▶ [Problem description]
Tally the lines of the listing that contain the string "dfederm". Give the number and nothing else.

▶ [Entries supplied]
PR #61, opened 2018-07-08
Add readme badges for NuGet package

dfederm:
It looks like:
image

Or, see it in action:
https://github.com/dfederm/Buildalyzer/tree/dfederm/readme-badges


daveaglick:
Thanks!

PR #288, opened 2024-09-08
Clean-up code by introducing String compare helpers

Corniel:
To improve on the readability when comparing strings case insensitive, I've created 3 extension methods:

``` C#
namespace System;

internal static class BuildalyzerStringExtensions
{
    public static bool IsMatch(this string? self, string? value);
    public static bool IsMatchStart(this string self, string value);
    public static bool IsMatchEnd(this string self, string value);
}
```

For obvious reasons this helpers are kept internal, as this should not be a deliverable of Buildalyzer.


Corniel:
@phmonte Can we agree on the usefulness of this?

phmonte (approved):

PR #292, opened 2024-11-01
Output type is ignored

Corniel:
While working on something else I got this issue the other way around. Anyway, when a build project with `<OutputType>exe</OutputType>` when no entry point is defined, I would expect the analysis to fail:

> CSC : error CS5001: Program does not contain a static 'Main' method suitable for an entry point \\buildalyzer\tests\projects\OutputTypeExe\OutputTypeExe.csproj

But that is not the case. This PR is first a reproduction. I'm now looking into why this is happening.


Corniel:
It turns out that I was just checking things in design-time mode. I've altered the test, and keep it in, as it is a useful test. But it was not a bug, but a not well understood (from my sight) feature.

PR #294, opened 2024-11-12
Add explicit support for assembly aliases

dupdob:
## Description
This PR adds explicit support for [assembly aliases](https://learn.microsoft.com/en-us/dotnet/csharp/language-reference/compiler-options/inputs#references), that is the ability to add a prefix (_an alias_) to the namespace(s) of one or more assemblies in order to deal with name conflict.

This PR adds a `ReferenceAliases` property to `IAnalyzerResult` interface. This property exposes a dictionary providing the list of aliases for every aliased references. If a referenced assembly is not aliased, it will not be listed in this dictionary.

This property is also used for Roslyn Workspace building.

## Tests
A dedicated test project (`SdkNet8Alias`) has been added and is used in integration tests and workspace tests.

### DIFF
--- a/.github/workflows/build.yml
+++ b/.github/workflows/build.yml
@@ -30,7 +30,7 @@ jobs:
       - name: Build and Test
         run: dotnet test --logger "trx;LogFileName=test-results.trx"
       - name: Upload Test Results
-        uses: actions/upload-artifact@v2
+        uses: actions/upload-artifact@v4
         if: success() || failure()
         with:
           name: test-results-${{ matrix.os }}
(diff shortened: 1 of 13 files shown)


Corniel (approved):
LGTM

phmonte:
@dupdob Once we get the draft out, we can do the merge

dupdob:
Thanks
I put it in draft because one of the test was failing. I wanted to include an alias project reference, but it turns out it does not work for integration tests: the dependent assemblies are not built, hence not available in the workspace.
So I removed it, and everything is green again.

rouke-broersma:
@phmonte think you could find some time to release this in the near future? We could use this feature in stryker

phmonte:
@rouke-broersma yes, I can generate a new version today.

phmonte:
@rouke-broersma @Corniel and @dupdob

I'm having a compatibility issue between versions (which was expected). I'm analyzing it carefully so that we don't have any surprises.

I plan to publish the new version this weekend.

phmonte:
New version published [7.1.0]( https://www.nuget.org/packages/Buildalyzer/7.1.0), thanks.

PR #300, opened 2025-02-06
Use MacOS-13

Corniel:
The builds now fail stating that MacOS-12 has been deprecated.


Corniel:
@phmonte I would like to see this merged as quick as possible.

phmonte (approved):

PR #305, opened 2025-06-30
Handle version child element in PackageReference parsing

cslong:
## Description
This PR updates the PackageReference constructor to include the version if found in a child element instead of the XElement attribute during parsing.

Added a corresponding test case in the PackageReferenceFixture file.

*If it is a draft, describe the next steps
*Remember to create tests whenever possible

### DIFF
--- a/src/Buildalyzer/Construction/PackageReference.cs
+++ b/src/Buildalyzer/Construction/PackageReference.cs
@@ -12,6 +12,6 @@ public class PackageReference : IPackageReference
         this.Name = packageReferenceElement.GetAttributeValue("Include") ?? packageReferenceElement.GetAttributeValue("Update");
         var versionElement = packageReferenceElement.DescendantsAndSelf()
             .FirstOrDefault(x => x.Name.LocalName == "Version");
-        this.Version = versionElement?.Value ?? packageReferenceElement.GetAttributeValue("Version");
+        this.Version = packageReferenceElement.GetAttributeValue("Version") ?? versionElement?.Value;
     }
 }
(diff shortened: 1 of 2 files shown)


src/Buildalyzer/Construction/PackageReference.cs
```diff
@@ -10,6 +10,8 @@ public class PackageReference : IPackageReference
     internal PackageReference(XElement packageReferenceElement)
     {
         this.Name = packageReferenceElement.GetAttributeValue("Include") ?? packageReferenceElement.GetAttributeValue("Update");
-        this.Version = packageReferenceElement.GetAttributeValue("Version");
+        var versionElement = packageReferenceElement.DescendantsAndSelf()
+            .FirstOrDefault(x => x.Name.LocalName == "Version");
+        this.Version = versionElement?.Value ?? packageReferenceElement.GetAttributeValue("Version");
```
Corniel, line 15: Are you sure that the `<Version>x</Version>` overrules the `Version` attribute?

Corniel:
Can you try a rebase?

src/Buildalyzer/Construction/PackageReference.cs
Corniel: It feels weird (and wrong) for sure, but it should pick the same one (if they differ) as MS Build does. (and in case MS Build does return an error we might want to document that).

Corniel: It turns out attributes have precedence.. So these changes are fine.

Corniel (approved):
LGTM

PR #313, opened 2025-07-16
Add macOS back to OS matrix

slang25:
## Description

Adding back the macOS CI runner job, removed unsupported dotnet runtimes, and updated some of the GHA workflows.


Corniel (approved):
In my memory, we still had `netstandard2.0` targets. But as that is not longer true, this seems a perfect valid change. LGTM!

▶ [Output of the exercise]
2